> Task goal: Of the lines below, report only those that contain "Might".

> Records for the exercise:
PR #874, opened 2019-12-04
packaging: add Gnu Guix pkg for OpenSpades

o-nly:
to build with guix:
`guix package -f guix/guix.scm'

[Gnu Guix](https://guix.gnu.org/) is a Free/Libre package manager. I was playing OpenSpades yesterday on a different OS. I thought I'd try to package it for Guix today.

give it a spin and report problems.

### DIFF
--- a/guix/guix-pkg-1.patch
+++ b/guix/guix-pkg-1.patch
@@ -1,0 +1,34 @@
+From e28fbb02aa0c334e2382f5996417ee846faba7c5 Mon Sep 17 00:00:00 2001
+From: Amar Singh <nly@disroot.org>
+Date: Wed, 4 Dec 2019 21:29:43 +0530
+Subject: [PATCH] guix-patch: do not download nonfree content.
+
+---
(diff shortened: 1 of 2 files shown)


godwhoa:
Another way to install openspades is cool and all, but are you willing to maintain this in the future?

o-nly:
yeah, i do.

NotAFile:
I don't think it's a great idea to maintain packaing for every distribution and in-tree, especially with the unmaintained ones present there already.

I think maintaining this packaging info in a separate repo like upstream Guix does would be much preferrable.

o-nly:
> I think maintaining this packaging info in a separate repo like upstream Guix does would be much preferrable.

Upstream is strict about FOSS licensing. Non-strict [Nonguix](https://gitlab.com/nonguix/nonguix) will be a suitable home for this package.

NotAFile:
There had been work on freely licensed assets, but I think that died down due to a lack of interest.

PR #877, opened 2020-01-11
AngelScript: fix build on DragonFly BSD, NetBSD and sparc64

goleo108:


goleo108:
there should be more elegant patch for as_memory.cpp

NotAFile:
Maybe you should send this patch upstream to https://sourceforge.net/projects/angelscript/?

Or perhaps this has already been fixed upstream, in which case the vendored version should be updated.

goleo108:
@NotAFile well, the problem is that in my experience projects using angelscript avoid updating it because its semantic versioning is wrong, API itself breaks on every update, as a former maintainer of OpenBSD ports and Ravenports I tried to follow the policy of building against system-wide libraries, however, in angelscript case I had only 3 options sorted by difficulty:
1. build internal angelscript and statically link it
2. port several versions of angelscript and patch build systems of dependants to use the different naming of libraries
3. patch dependants to always use latest angelscript available

angelscript is not so popular to choose option 2, so the only adequate choices are option 1 and option 3, but with my current skills I can only go with option 1

PR #884, opened 2020-03-01
Memory overlap fix proposal.

devnexen:


NotAFile:
How about fixing this in upstream AngelScript instead of here?

PR #889, opened 2020-04-15
Removed unnecessary call to GetHorizontalLength() in Player.cpp

hourai-dev:
Now the result of GetHorizontalLength() is just stored in a variable and that variable is used for the checks, instead of unnecessarily calling the function twice.


hourai-dev:
Thanks for reviewing my PR, I have done the corrections now.

yvt:
Everything looks good now. Thanks!

PR #894, opened 2020-04-28
Added a selection menu for the next spawn loadout

ptrstr:
This adds a new button under "Spawn" in the Limbo menu to set the next spawn's loadout. This allows you to set your next loadout for when you'll die rather than killing yourself if you want another gun and not continuing the battle you're currently in. List of issues with the current implementation:

- Might be excessive to check if player is alive on every LocalPlayer update
- You can see the button when you just joined a game. I disabled it for when you're in spectator mode since you can't die but couldn't figure out how for the initial menu.

### DIFF
--- a/Sources/Client/Client.cpp
+++ b/Sources/Client/Client.cpp
@@ -519,6 +519,18 @@ namespace spades {
 			}
 		}
 
+		void Client::NextSpawnPressed() {
+			WeaponType weap = limbo->GetSelectedWeapon();
+			int team = limbo->GetSelectedTeam();
+			inGameLimbo = false;
+			if (team == 2)
+				team = 255;
+
+			this->hasNextSpawnConfig = true;
+			this->nextTeam = team;
+			this->nextWeapon = weap;
+		}
+
 		void Client::ShowAlert(const std::string &contents, AlertType type) {
 			float timeout;
 			switch (type) {
--- a/Sources/Client/Client.h
+++ b/Sources/Client/Client.h
@@ -286,10 +286,15 @@ namespace spades {
 
 			bool inGameLimbo;
 
+			bool hasNextSpawnConfig;
+			int nextTeam;
+			WeaponType nextWeapon;
+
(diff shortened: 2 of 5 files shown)


Sources/Client/Client.cpp
```diff
@@ -519,6 +519,18 @@ namespace spades {
 			}
 		}
```
yvt, line 520: Reset `hasNextSpawnConfig` in `SpawnPressed`. Consider the following scenario:
1. While being alive, the player sets the next spawn configuration C1. `hasNextSpawnConfig` ← `true`
2. The current round concludes, and the game switches to the next map.
3. The player decides an initial spawn configuration C2 and spawns.
4. The player dies.
5. The player spawns with C1 because `hasNextSpawnConfig == true`.

This behavior would be surprising.

ptrstr:
Added all your suggestions. Also, thank you for the scenario idea. Didn’t think of it. Not sure I implemented the `stmp::optional` correctly though since either way it’d work.

ptrstr:
Thanks for the help. Really nice of you to have made this cheatsheet 👍. Do more C than C++ that's why I was so alienated by those `std::` and `stmp::` types. Fixed it and tested.

ptrstr:
Added support for spectator mode 👍

yvt (approved):

VierEck:
> * Might be excessive to check if player is alive on every LocalPlayer update

u can do the check in this function instead which is only called when a killaction packet is received
https://github.com/yvt/openspades/blob/2d91a3f7fa4aff02767c8b2c7b59c32acf5a733f/Sources/Client/Client_Update.cpp#L783-L784
and send the next spawn loadout if victim == localplayer
https://github.com/yvt/openspades/blob/2d91a3f7fa4aff02767c8b2c7b59c32acf5a733f/Sources/Client/Client_Update.cpp#L812-L819


it would have been better to have made an additional dedicated feature branch for this and made the pull request from there instead of master branch.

> Response:
- Might be excessive to check if player is alive on every LocalPlayer update
> * Might be excessive to check if player is alive on every LocalPlayer update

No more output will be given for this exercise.